Friday, February 24, 2017

Blu-Ray Review: 'Psychomania'

A vicious gang of bikers who kill themselves in order to return from the grave even more badass. What’s not to like about the plot of Don Sharp’s 1973 horror joint, Psychomania (also known as The Death Wheelers). Already a sleazy cult classic, Arrow Video just released a fantastic new special edition Blu-ray, which, if you have any inkling or proclivities towards this sort of fare, you should pick up.

Cards on the table, I definitely own a Psychomania t-shirt, just in case you wondered where my heart lies. But that doesn’t make this package any less rad. The film is goofy and strange and chaotic.
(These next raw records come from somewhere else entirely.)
PR #1451, opened 2023-01-13
Ensure all shell scripts pass shellcheck

PawelLipski:


scripts/sandbox-setup-utils.sh
```diff
@@ -1,4 +1,5 @@
 #!/usr/bin/env bash
+# shellcheck disable=SC2154
```
PawelLipski, line 2: `$sandboxDir` coming from the calling script

PawelLipski: (seemingly undefined variable)

testCommon/src/testFixtures/resources/setup-with-single-remote.sh
```diff
@@ -52,6 +52,7 @@ cd machete-sandbox
     commit HOTFIX Add the trigger - fixes
     push
     git reset --keep HEAD~1
+    # shellcheck disable=SC2154
```
PawelLipski, line 55: `commit_day_of_month` coming from the outside

.circleci/config.yml
```diff
@@ -3,7 +3,7 @@ version: 2.1
 executors:
   docker_executor:
     docker:
-      - image: 'gitmachete/intellij-plugin-ci:9.1.0'
+      - image: 'gitmachete/intellij-plugin-ci:9.2.0'
```
PawelLipski, line 6: To be pushed soon

scripts/enforce-version-bump
```diff
@@ -10,6 +10,6 @@ last_tag=$(git describe --tags --abbrev=0)
 last_tag_version=${last_tag#v}
 current_version=$(extract_version_from_current_wd)
 
-if [[ $(printf "$current_version\n$last_tag_version" | sort --version-sort | tail -n 1) == "$last_tag_version" ]]; then
```
mkondratek, line 13: Out of curiosity, what's the problem with printf?

scripts/enforce-change-notes-updated-on-pr-to-master
```diff
@@ -5,8 +5,6 @@ set -e -o pipefail -u
 self_dir=$(cd "$(dirname "$0")" &>/dev/null; pwd -P)
 source "$self_dir"/utils.sh
 
-change_notes_path=CHANGE-NOTES.md
```
mkondratek, line 8: Unused, right?

scripts/verify-artifact-contents
```diff
@@ -35,19 +35,19 @@ done
...
 # as this might lead to a linker error (for api) or an SLF4J error (for impl) in the runtime.
 forbidden_library_prefixes=(checker ide-probe idea junit-driver kotlin lombok remote-robot scala slf4j)
-for lib in ${forbidden_library_prefixes[@]}; do
+for lib in "${forbidden_library_prefixes[@]}"; do
   if matching_jars=$(grep "^$lib" <<< "$jars_in_plugin_zip"); then
     for jar in $matching_jars; do
       jar_base_name=${jar/-[0-9]*/}
       # Maybe the library matches the forbidden prefix but is still expected (e.g. slf4j-lambda-core)?
-      if ! [[ " ${expected_libraries[@]} " == *\ $jar_base_name\ * ]]; then
+      if ! [[ " ${expected_libraries[*]} " == *\ $jar_base_name\ * ]]; then
```
mkondratek, line 50: What's the difference?

scripts/validate-icons
```diff
@@ -19,10 +19,9 @@ for referenced_file in $(git grep -Pho '(?<=loadIcon\(").*(?="\))' -- 'frontend/
     die "Dark icon '$referenced_file' referenced from MacheteIcons.java is missing from resources!"
   fi
 
-  files=($referenced_file_path $referenced_file_path_dark)
-  for file in $files; do
-    width=$(git grep -Pho '(?<=width=")[0-9]*(?=")' -- $file | head -1)
-    height=$(git grep -Pho '(?<=height=")[0-9]*(?=")' -- $file | head -1)
+  for file in "$referenced_file_path" "$referenced_file_path_dark"; do
```
mkondratek, line 22: What was wrong here?

mkondratek (approved):

scripts/enforce-version-bump
PawelLipski: The same problem is with C `printf`, or even Java `String.format`: non-constant values should **not** occur in the format string, as they might include `%...` format characters (which in this case, won't be printed at all, as there're no further params). Not a serious issue here, but shellcheck is right in general

scripts/enforce-change-notes-updated-on-pr-to-master
PawelLipski: Yeah, some leftover

scripts/verify-artifact-contents
PawelLipski: https://github.com/koalaman/shellcheck/wiki/SC2199. Here it doesn't matter, we do want an implicit concatenation anyway.

In general:
`$@`, `${my_array[@]}`: each element is a separate string
`$*`, `${my_array[*]}`: all elements concatenated into a single string

Showcase:

```shell

array=(foo bar qux)

function print_args() {
  echo "$1:"
  shift
  for arg in "$@"; do
    echo " - $arg"
  done
  echo
}

print_args '${array[@]}' "${array[@]}"
print_args '${array[*]}' "${array[*]}"

function call_print_args() {
  print_args '$@' "$@"
  print_args '$*' "$*"
}

call_print_args foo bar qux
```

Output:
```
${array[@]}:
 - foo
 - bar
 - qux

${array[*]}:
 - foo bar qux

$@:
 - foo
 - bar
 - qux

$*:
 - foo bar qux
```

scripts/validate-icons
PawelLipski: https://github.com/koalaman/shellcheck/wiki/SC2128:

image

PawelLipski: I.e. `referenced_file_path_dark` wasn't even checked 😅

PawelLipski:
In a nutshell... shell script is a very poorly designed language, but with strict mode and shellcheck it's a bit more bearable 💩 Still the best choice for when a lot of external programs need to be called/their outputs combined etc.

PR #1453, opened 2023-01-14
Restore hooks outputs in git-machete outputs pre-recorded for tests

PawelLipski:


testCommon/src/testFixtures/resources/common.sh
```diff
@@ -37,7 +37,7 @@ function create_repo() {
   cd $dir
   shift
   git init "$@"
-  if [ "$(expr substr $(uname -s) 1 10)" != "MINGW64_NT" && "$(expr substr $(uname -s) 1 10)" != "MINGW32_NT" ]; then
```
PawelLipski, line 40: This was the culprit... the expression always evaluated to false, coz `expr substr` is some weird stuff that doesn't always work, see [SC2308](https://github.com/koalaman/shellcheck/wiki/SC2308#substr)

mkondratek (approved):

It’s a kind of Gothic horror Wild Ones.

Psychomania revolves around Tom Latham (Nicky Henson, Witchfinder General), the psychopathic leader of a gang of dope ass motorcycle mods called “The Living Dead.” You can tell he’s a tough guy because he loves his goody-goody girlfriend, Abby (Mary Larkin), and his mother (Beryl Reid). They spend most of their time terrorizing their small town, and by terrorizing, I mean harassing shoppers at the local supermarket, sticking their tongues out at truck drivers, and hanging out in a Stonehenge-looking spot called the “Seven Witches.” Tom’s mom and their spooky (maybe Satanic) butler, Shadwell (George Sanders), are way into the occult and black magic. When Tom figure out how to kill himself and come back, he entices the rest of the gang to follow suit, and the undead bikers continue to wreak moderately inconvenient havoc.

Psychomania is a weirdly paced film. It meanders around, and the whole thing ends just when if feels like shit can finally take the flying leap into insanity that is so desperately wants to. But it’s blend of American biker movie tropes, swinging mod energy, and general weirdness makes it impossible to look away. The enduring image of a motorcycle leaping out of a fresh grave, combines with eerie atmosphere and solid stunts.

With his background in Hammer horror flicks like Kiss of the Vampire, Don Sharp gives the film a classic horror feel in low-budget, warped exploitation trappings. A stripped-down, fuzzed-out guitar score from John Cameron adds a psychedelic flair. 

Through it never digs deep into the demonic angle—it’s more of a free-wheeling 1960s holdover take on the dark arts—it’s a gleefully strange slice of cult cinema, unlike anything you’ll find elsewhere. And what the hell, there’s a joyously chaotic suicide montage as the gang members up the ante one after another.

The Image and the Extras

This isn’t he first Blu-ray release for Psychomania (Severin Films gave it a fantastic edition back in 2010), but the Arrow Video version is top notch. Restored from a 35mm print, with a subsequent 2K scan, the movie has never looked this good. I first saw this on a warped bootlegged VHS tape, and it’s like g a different movie. The colors pop, down to Tom’s flaming pink leather jacket nametag. But even with the upgrade, it’s grainy and frazzled enough to make it feel like you’re watching the backend of a drive-in double feature or tucked away in some seedy, hole-in-the-wall, almost arthouse theater munching popcorn.

And of course, Arrow crams as much into this release as physically possible. It contains the half-hour documentary “Return of the Living Dead” that was originally produced for Severin’s Psychomania release. This contains interviews with Nicky Henson, Mary Larkin, and Denis Gilmore, and other cast members, as well as stunt performers. It’s an engaging look at how the cast and crew view what has become a cult classic, the low-rent production, and the film’s unexpected (mildly) popular endurance.

“Sound of Psychomania” interviews composer, and Collective Consciousness Society founder, John Cameron. “Riding Free” talks with Harvey Andrews, who penned the folksy funeral dirge played at Tom’s funeral—and the now-aged singer/songwriter even takes the tune out for one more spin. “Hell for Leather” gets into the distinctively era appropriate costume design. There’s even a feature about the restoration process, as well as an illustrated booklet.

Should You Buy This?

Yes, you should buy the hell out of this Psychomania Blu-ray. Pick it up for the picture. Like I said, it’s never looked this good—probably not even on a pristine print rolled right off the production line. The extras are all well and good, but it’s the movie itself that’s the true selling point. If you’re a fan of cult horror, Psychomania needs to to sit on your shelf. A ‘70s swinging mod vibe wrapped in a gothic horror aesthetic, it’s an off-kilter genre gem.